PR #6379, opened 2020-04-21
feat: support time units with day

domoritz:
merge after #6378


domoritz:
Yes, we were renaming time units because `day` and `datum` are not super obvious names.

PR #9246, opened 2024-02-01
fix: layer with shared encoding ignore repeater

### LINKED ISSUE #8734: Repeat spec with shared encoding does not replace repeat
In 

```json
{
  "repeat": {"column": ["US Gross", "Worldwide Gross"]},
  "spec": {
    "encoding": {
      "x": {"bin": true, "field": "IMDB Rating", "type": "quantitative"},
      "y": {
        "aggregate": "mean",
        "type": "quantitative",
        "title": "Mean of US and Worldwide Gross"
      },
      "color": {"datum": {"repeat": "column"}, "type": "nominal"}
    },
    "layer": [
      {"name": "foo", "mark": "line"},
      {"name": "bar", "mark": "point"}
    ]
  }
}
```

the `{"repeat": "column"}` is not replaced in the normalized spec.

ChiaLingWeng:
close #8734 

I noticed that the main reason for the spec failed to replace `repeat` is due to there are some problem when handling the shared layer encoding, the params.repeater will be read when running mapUnit at the first time, but since in shared layer spec, the encoding will not be at the same layer as the repeater, and the repeater will not be record since mapUnitWithParentEncodingOrProjection will return config only, and the `repeat` is thus cannot be replaced.

I am not familiar with typescript so using some redundant code, I think this can be clean up and be more concised.


src/normalize/core.ts
```diff
@@ -225,14 +230,31 @@ export class CoreNormalizer extends SpecMapper<NormalizerParams, FacetedUnitSpec
...
 
-    return this.mapUnit(
-      {
-        ...spec,
-        ...(mergedProjection ? {projection: mergedProjection} : {}),
-        ...(mergedEncoding ? {encoding: mergedEncoding} : {})
-      },
-      {config}
-    );
+    if (this.isEmpty(encoding) && !this.isEmpty(params.repeater)) {
```
domoritz, line 233: Can we love this check to the second argument of the map unit method?

domoritz (changes requested):

src/normalize/core.ts
ChiaLingWeng: ah yes, simplify and updated!

src/normalize/core.ts
```diff
@@ -212,6 +211,13 @@ export class CoreNormalizer extends SpecMapper<NormalizerParams, FacetedUnitSpec
 
     return super.mapFacet(spec, params);
   }
+  //
+  private isEmpty(obj: any) {
```
domoritz, line 215: I think this should be a helper function outside of this class, no?

domoritz (approved):

src/normalize/core.ts
ChiaLingWeng: Yes, move this outside the class

src/normalize/core.ts
```diff
@@ -398,3 +405,10 @@ function mergeProjection<ES extends ExprRef | SignalRef>(opt: {
   }
   return projection ?? parentProjection;
 }
+
+function emptyFlag(obj: any) {
```
domoritz, line 409: I was thinking this should be it utils. We already have `isEmpty` there so you could use that.

src/normalize/core.ts
```diff
@@ -224,14 +224,21 @@ export class CoreNormalizer extends SpecMapper<NormalizerParams, FacetedUnitSpec
...
     });
-
     return this.mapUnit(
       {
         ...spec,
         ...(mergedProjection ? {projection: mergedProjection} : {}),
         ...(mergedEncoding ? {encoding: mergedEncoding} : {})
       },
-      {config}
+      emptyFlag(encoding) && !emptyFlag(params.repeater)
```
domoritz, line 233:
```suggestion
      isEmpty(encoding ?? {}) && ! isEmpty(params.repeater ?? {})
```

src/normalize/core.ts
domoritz: Suggested code above.

domoritz (changes requested):

src/normalize/core.ts
ChiaLingWeng: good to know that!

PR #9262, opened 2024-02-15
fix: support arrays in color schemes

### LINKED ISSUE #9022: Support array of values for scheme
[Open the Chart in the Vega Editor](https://vega.github.io/editor/#/url/vega-lite/N4IgJAzgxgFgpgWwIYgFwhgF0wBwqgegIDc4BzJAOjIEtMYBXAI0poHsDp5kTykBaADZ04JAKyUAVhDYA7EABoQAEySYUqUAwBOgtCrVJOcNZkFx+AdxP042ylAjEQAXyXJtAa31Mk2xSBwslBsyjSyZGigAB5RIJg0CHAAqrJ0+ghy9AEAZjRwgsr6qphwAZgAnjhl6GzaYbJIekoJZjUgALJZMAAEbDk9tj0VJv5uIBVxSGRk2nyl+iEMspjlVe0AjgxIK3RqNKSuSiGCdXF5BUXo1mrw-i3r+rJsCOFNAdBNNaBciDUA2iAAMQARgAHAA2AAMUCgAVBYOUACZlABOeHg2EAZghIAAuuNWuZ9AB1Gx3QaPFzUoA)

This already works but just isn't supported by the types. 

See https://github.com/vega/vega-lite/pull/9015#issuecomment-1643380017

domoritz:
fixes #9022

### DIFF
--- a/build/vega-lite-schema.json
+++ b/build/vega-lite-schema.json
@@ -21929,6 +21929,12 @@
               "$ref": "#/definitions/ColorScheme"
             },
             {
+              "items": {
+                "type": "string"
+              },
+              "type": "array"
+            },
+            {
               "$ref": "#/definitions/SchemeParams"
             },
             {
--- a/src/scale.ts
+++ b/src/scale.ts
@@ -481,7 +481,7 @@ export type Domain =
 
 export type Scheme = string | SchemeParams;
 
-export function isExtendedScheme(scheme: Scheme | SignalRef): scheme is SchemeParams {
+export function isExtendedScheme(scheme: Scheme | SignalRef | string[]): scheme is SchemeParams {
   return !isString(scheme) && !!scheme['name'];
 }
 
@@ -611,7 +611,7 @@ export interface Scale<ES extends ExprRef | SignalRef = ExprRef | SignalRef> {
    *
    * For the full list of supported schemes, please refer to the [Vega Scheme](https://vega.github.io/vega/docs/schemes/#reference) reference.
    */
-  scheme?: ColorScheme | SchemeParams | ES;
+  scheme?: ColorScheme | string[] | SchemeParams | ES;
 
   /**
    * The alignment of the steps within the scale range.
--- a/src/compile/scale/range.ts
+++ b/src/compile/scale/range.ts
@@ -211,7 +211,7 @@ export function parseRangeForChannel(channel: ScaleChannel, model: UnitModel): E
   return makeImplicit(d);
 }
 
-function parseScheme(scheme: Scheme | SignalRef): RangeScheme {
+function parseScheme(scheme: Scheme | SignalRef | string[]): RangeScheme {
   if (isExtendedScheme(scheme)) {
     return {
       scheme: scheme.name,


src/scale.ts
```diff
@@ -611,7 +611,7 @@ export interface Scale<ES extends ExprRef | SignalRef = ExprRef | SignalRef> {
    *
```
hydrosquall, line 611: Optional: we could also advertise this capability somewhere in the docs or in the docstring? Currently it's not mentioned

https://vega.github.io/vega-lite/docs/scale.html#2-setting-the-range-property-to-an-array-of-valid-css-color-strings seems close but it targets `scale.range` rather than Scale.scheme

src/scale.ts
```diff
@@ -611,7 +611,7 @@ export interface Scale<ES extends ExprRef | SignalRef = ExprRef | SignalRef> {
...
    * For the full list of supported schemes, please refer to the [Vega Scheme](https://vega.github.io/vega/docs/schemes/#reference) reference.
```
hydrosquall, line 612: Should we advertise this capability in the docs and/or a docstring? 

https://vega.github.io/vega-lite/docs/scale.html#2-setting-the-range-property-to-an-array-of-valid-css-color-strings seems close but it targets `scale.range` rather advertising allowing `scheme` to be immediately set as an array. I'm assuming this arrays  is a faster shorthand for the same behavior.

build/vega-lite-schema.json
```diff
@@ -21928,6 +21928,12 @@
             {
               "$ref": "#/definitions/ColorScheme"
             },
+            {
```
hydrosquall, line 21931: Confirmed that this matches what we see in the underlying `Vega` types for RangeScheme 👍 

https://github.com/vega/vega/blob/b8353d57e4842c88b81fbcfbfd7ccf48b867ae2b/packages/vega-typings/types/spec/scale.d.ts#L21

hydrosquall (approved):
Thanks for making the change, I noticed this issue before but didn't know if perhaps this shorthand for setting scale.range wasn't meant to be supported. I didn't run this locally but it looks like this should work. 

For future PRs - what does the workflow look like for testing changes like this? One thought is that launching a preview build of the Vega editor using this branch's version of the library could help with QA so we can validate that specs like [this](https://vega.github.io/editor/#/url/vega-lite/N4IgJAzgxgFgpgWwIYgFwhgF0wBwqgegIDc4BzJAOjIEtMYBXAI0poHsDp5kTykBaADZ04JAKyUAVhDYA7EABoQAEySYUqUAwBOgtCrVJOcNZkFx+AdxP042ylAjEQAXyXJtAa31Mk2xSBwslBsyjSyZGigAB5RIJg0CHAAqrJ0+ghy9AEAZjRwgsr6qphwAZgAnjhl6GzaYbJIekoJZjUgALJZMAAEbDk9tj0VJv5uIBVxSGRk2nyl+iEMspjlVe0AjgxIK3RqNKSuSiGCdXF5BUXo1mrw-i3r+rJsCOFNAdBNNaBciDUA2iAAMQARgAHAA2AAMUCgAVBYOUACZlABOeHg2EAZghIAAuuNWuZ9AB1Gx3QaPFzUoA) are schema checked happily (e.g. no yellow squiggle under the array in the JSON.).

image

domoritz:
> For future PRs - what does the workflow look like for testing changes like this? One thought is that launching a preview build of the Vega editor.

Right now, local checkout is needed. A preview of the editor would be awesome (similarly a preview of the website).

src/scale.ts
domoritz: Good point. I think we should revert this change since there ideally aren't multiple ways to do the same thing.

domoritz: I sent https://github.com/vega/vega-lite/pull/9266

hydrosquall:
> local checkout is needed. A preview of the editor would be awesome

I've made an issue for looking into this, I'll see if we can do this without any 3rd party providers: https://github.com/vega/vega-lite/issues/9276

Issue #9276, opened 2024-03-03
developer-experience: deployment previews for pull requests


hydrosquall:
## Enhancement Description

Goal: Reduce time and effort to validate change requests, and improve review quality for vega-lite change requests (PRs). By making a deployment preview easy, it makes it easier to test end-user facing behaviors.

Motivating use-cases

- When new PRs are opened, enable maintainers to review and test edge cases
- Create a test environment that shields
- See discussion w/ @domoritz here: https://github.com/vega/vega-lite/pull/9262#issuecomment-1950624437

Expected behavior

- When a new PR is opened, build a copy of the vega-lite docs site and/or vega-editor that uses this branch's copy of vega-lite.
  - TBD which is easier to do first.

## Checklist

- [x] I checked for duplicate issues. ( [preview](https://github.com/vega/vega-lite/issues?q=is%3Aissue+preview+) )

## Notes

- It's possible to set this up with a 3rd party provider (each with their own pricing model), but I'd like to first try if we can do this purely with Github actions.

hydrosquall:
Here's a copy of the setup on Cloudflare so anyone can configure this for their own account.

 For now this only builds the `vega/editor`, not the docs .

![image](https://github.com/vega/vega-lite/assets/9020979/fb07a6a9-59d3-401f-b0da-cdec1363d5b1)

- Disable automatic deployments on `main`
- Blocklist for branches: `dependabot/*` , `docs/*`
- Keeplist for builds: the `src/*` directory
- Build settings
  - run `yarn run build-editor-preview`
  - Output the result to `/editor/dist`

See the result here: https://vega-lite.pages.dev/#/

domoritz:
Sweet. I think we can close this now, right?

hydrosquall:
Yep, unless we also want previews of the docs site to be deployed in
parallel.

domoritz:
That's not as critical as the editor imo but could also be useful. How about we close this for now until we learn a bit more about how the current setup works out?

hydrosquall:
Sounds good!

hydrosquall:
Idea for future : if building previews per commit automatically  eats through the builds too quickly much, we can use the "Deploy hooks" feature to trigger deploys via specialized comments (like `/request-deploy`), or having a microsite where people can request builds by entering the PR #.

hydrosquall:
Noticed today that the current solution works for people in the Vega org. This is good for saving my CI minutes, but less good for enabling new contributors

[...]

PR #9277, opened 2024-03-03
build: add deployment previews for vega-lite documentation site

hydrosquall:
## Motivation

- A deployment preview is a hosted version of a static site created just with the contents of this branch
- If this works out, we could add a similar change to deploy the editor site down the line.
- https://github.com/vega/vega-lite/issues/9276

## Changes

> TK

Try configuring https://github.com/rossjrw/pr-preview-action

## Testing

- The comment on this PR should link to a version of the docs site that outputs a console.log every time the vega-lite `compile` function is called.

## Notes

- As far as being a part of native Github, this feature is currently only available to Github pages for GH employees ( https://github.com/orgs/community/discussions/7730 )
  - https://github.com/actions/deploy-pages/issues/180#issuecomment-1921081514

### DIFF
--- a/.github/workflows/deployment-preview.yml
+++ b/.github/workflows/deployment-preview.yml
@@ -1,4 +1,4 @@
-# .github/workflows/preview.yml
+# .github/workflows/deployment-preview.yml
 name: Deploy PR previews
 
 on:
@@ -8,6 +8,7 @@ on:
       - reopened
       - synchronize
       - closed
+      # TODO: should this be rerun on new commits?
 
 concurrency: preview-${{ github.ref }}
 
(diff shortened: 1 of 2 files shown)


hydrosquall:
It looks like this action doesn't work, perhaps as we deploy the docs site from "github actions" instead of from a fixed "github pages" branch?

image

I'm going to leave this alone until we have a chance to discuss, as we can avoid needing to configure a custom action if we're willing to use a 3rd party provider (StackBlitz, cloudflare pages, vercel, netlify, etc) to handle this for us.

hydrosquall:
After looking at the [size](https://github.com/vega/vega-lite/commit/7fb50d0e77d5caf6ac73bd49bc71096e8c2e832c#diff-41b03121fbe3203074f2a65487e9fe2fab9619a88837a6bb1476182062bb5362) of the pushes to gh-pages, I don't think deploying the preview site based on GH pages is a good idea, even if it were possible to do so inside this repo. Each new PR would generate a diff millions of lines long due to all the compiled JSON examples. Unless our maintainers and contributors remember to not download the gh-pages branch, this is a lot of unnecessary bloat in the github repository. I think this is part of why Github is trying to deprecate the branch-based deployment model, and keep the deployment artifacts _outside_ of Git.

I'm inclined to recommend that we do this _without_  native github actions, and instead choose one of the providers that offer deployment preview for free to open source projects. Let me know what you think @domoritz , and we can go from there.

nicolaskruchten:
The way I've solved this in the past is not to commit to `gh-pages` as a child commit of the existing one, but rather as a whole new parent-less commit. This way there are no diffs, just a bunch of orphaned commits that eventually go away or at least don't really bother anyone.

hydrosquall:
@nicolaskruchten thanks for taking a look. Do you have a link to a public repository where you had set this up?

I'm not sure that the GH pages route for branch deploys will work inside this repo, but maybe what you're describing is something we could try in a repo dedicated to _just_ hosting PR previews, e.g. https://github.com/vega/vega-lite-pr-previews

nicolaskruchten:
Here you go https://github.com/plotly/plotly.py/blob/master/.circleci/config.yml#L558-L567 ... I was surprised that this worked but it does! The target for this is here https://github.com/plotly/plotly.py-docs/tree/gh-pages (which renders at https://plotly.com/python-api-reference/) and it's always a single commit with no parent. Presumably the other commits are piling up somewhere in Github's infra and getting garbage-collected? I'm not sure but no one has ever complained to my knowledge :)

nicolaskruchten:
To get deployment previews per-PR is probably a lot trickier than this, though. Incredibly valuable but trickier :) We've done this in the past with Heroku's non-free features, and maybe there's a workflow with a provider with hobby plans? Fly.io doesn't collect on monthly bills under $5 so maybe that's an option since these deployment previews will get very little traffic?

domoritz:
Thanks for making a POC for this. I think hosting previews in a separate repo sounds great. Alternatively, I've seen vercel/netflify deploy PRs and that could be an alternative. That's what https://github.com/vega/react-vega does for example (@kristw set that up). I don't care either way as long as we don't pollute the main repo.

.github/workflows/deployment-preview.yml
```diff
@@ -0,0 +1,80 @@
...
+name: Deploy PR previews
+
+on:
+  pull_request:
+    types:
+      - opened
+      - reopened
+      - synchronize
+      - closed
+      # TODO: should this be rerun on new commits?
```
domoritz, line 11: Yes

.github/workflows/deployment-preview.yml
```diff
@@ -0,0 +1,80 @@
...
+
+concurrency: preview-${{ github.ref }}
+
+jobs:
+  # TODO: do we still want to run these on dependabot/non-human branches?
```
domoritz, line 16: No. That would be too much noise. I've never had to check dependabot PRs.

.github/workflows/deployment-preview.yml
```diff
@@ -0,0 +1,80 @@
...
+  deploy-preview-docs:
+    if: github.event.action != 'closed'
+    runs-on: ubuntu-20.04
```
domoritz, line 19: Why not latest?

hydrosquall: I was trying to avoid surprise breakages by pinning to a specific version.

hydrosquall:
Replaced by https://github.com/vega/vega-lite/pull/9294

.github/workflows/deployment-preview.yml
domoritz: I'm not worried about os updates.

PR #9284, opened 2024-03-15
fix: generate unescaped boxplot calculated field aliases

n8agrin:
## PR Description

This change ensures all field aliases are unescaped when generated. Before this change if a field was referenced like `"field": "one\\.two"` the boxplot code would generate calculated fields like `"as": "lower_box_one\\.two"`. This breaks downstream in the compiled Vega code which expects aliases to not include escape sequences.

As far as I could tell there is no issue open for this. The contributing.md doc explicitly calls out it is not necessary to open one, but I'm happy to do so if it helps.

### DIFF
--- a/src/compositemark/boxplot.ts
+++ b/src/compositemark/boxplot.ts
@@ -8,7 +8,7 @@ import {isMarkDef, MarkDef, MarkInvalidMixins} from '../mark';
 import {NormalizerParams} from '../normalize';
 import {GenericUnitSpec, NormalizedLayerSpec, NormalizedUnitSpec} from '../spec';
 import {AggregatedFieldDef, CalculateTransform, JoinAggregateTransform, Transform} from '../transform';
-import {isEmpty, omit} from '../util';
+import {isEmpty, omit, removePathFromField} from '../util';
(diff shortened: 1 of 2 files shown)


n8agrin:
@domoritz thanks for the quick 👍. Do you know if this is expected to ever resolve? 
image

domoritz:
It won't automatically. You either need to figure out how to run the particular job on your fork (we can't do that but I think it may work if you set the personal access token as described in https://github.com/vega/vega-lite/blob/main/CONTRIBUTING.md#contributing but I haven't been able to test this in a while). Otherwise I need to make a branch for you in the repo so we can run the checks.

n8agrin:
@domoritz got it thanks! Looks like everything has resolve. Appreciate your help!

domoritz:
I made a clone in https://github.com/vega/vega-lite/pull/9285

domoritz:
Yeah, once I made a clone, the CI runs and shows up. I'd really like to figure out how we can better support PRs from external contributors.

n8agrin:
@domoritz sounds good. I'm fine with either merging, I'll leave it up to you.

domoritz:
Thank you

PR #9305, opened 2024-04-11
fix: for interactive charts, changed cursor to pointer (also updated tests)

### LINKED ISSUE #4155: Interactive views should use cursors to provide affordance

JessamineQ:
## PR Description

Fixes #4155 (specifically for cursor over interactive bars)

### DIFF
--- a/src/compile/mark/mark.ts
+++ b/src/compile/mark/mark.ts
@@ -313,7 +313,21 @@ function getMarkGroup(model: UnitModel, opt: {fromPrefix: string} = {fromPrefix:
   const key = encoding.key;
   const sort = getSort(model);
   const interactive = interactiveFlag(model);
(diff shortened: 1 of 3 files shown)


domoritz (changes requested):
I don't think this is quite right yet. For example in http://localhost:5173/editor/#/examples/vega-lite/dynamic_color_legend we show a pointer cursor but the selection is an interval selection with a brush. For brushes, the cursor should change for the whole chart (where you can draw the brush) and not change just because you hover over a mark. Think of it this way: an interval selection isn't a selection of a mark so the cursor should not be specific to the mark.

domoritz (changes requested):

domoritz:
Replaced by https://github.com/vega/vega-lite/pull/9358

PR #9328, opened 2024-05-01
feat: for interactive charts, changed cursor to pointer (also updated tests)

### LINKED ISSUE #4155: Interactive views should use cursors to provide affordance

domoritz:
Closes #4155

Updated version of https://github.com/vega/vega-lite/pull/9305.


domoritz:
new version in https://github.com/vega/vega-lite/pull/9358

Issue #9326, opened 2024-04-28
Line with invalid null broken 


kanitw:
## Bug Description

```json
{
  "$schema": "https://vega.github.io/schema/vega-lite/v5.json",
  "data": {
    "values": [
      {
        "x": -1,
        "y": null
      },
      {
        "x": 1,
        "y": 10
      },
      {
        "x": 2,
        "y": 30
      },
      {
        "x": 3,
        "y": null
      },
      {
        "x": 4,
        "y": 15
      },
      {
        "x": 5,
        "y": 30
      },
      { 
        "x": 6,
        "y": 40
      },
      {
        "x": 7,
        "y": 20
      },
      {
        "x": 10,
        "y": null
      }
    ]
  },
  "mark": {"type": "line", "invalid": null},
  "encoding": {
    "x": {"field": "x", "type": "quantitative"},
    "y": {"field": "y", "type": "quantitative"}
  }
}

```

<img width="274" alt="image" src="https://github.com/vega/vega-lite/assets/111269/c3c841eb-e1ad-45ce-8939-e388a6751dab">

All null values are interpreted as max values!!

PR #9334, opened 2024-05-02
fix: correctly place unfiltered null values for line (#9326)

kanitw:
## PR Description

Previously we forgot to add conditional logic for invalid values when filtering is disabled (mark.invalid = null)

Interestingly, given area applies stack layout by default, it doesn't suffer from the same bug that line does.


lsh (approved):
LGTM since given new examples and lack of diffs generated.

kanitw:
>given new examples and lack of diffs generated. 

to be clear, the new example shows the right fix: 

image

PR #9339, opened 2024-05-03
test: add example specs as regression test for invalid values

kanitw:
Just add more specs examples


lsh (approved):
Only adding examples, so no concerns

=-=-=

● **Goal of the exercise**
Your answer should be the lines of the records that include the word "clone".

● **Completed task**
I made a clone in https://github.com/vega/vega-lite/pull/9285
Yeah, once I made a clone, the CI runs and shows up. I'd really like to figure out how we can better support PRs from external contributors.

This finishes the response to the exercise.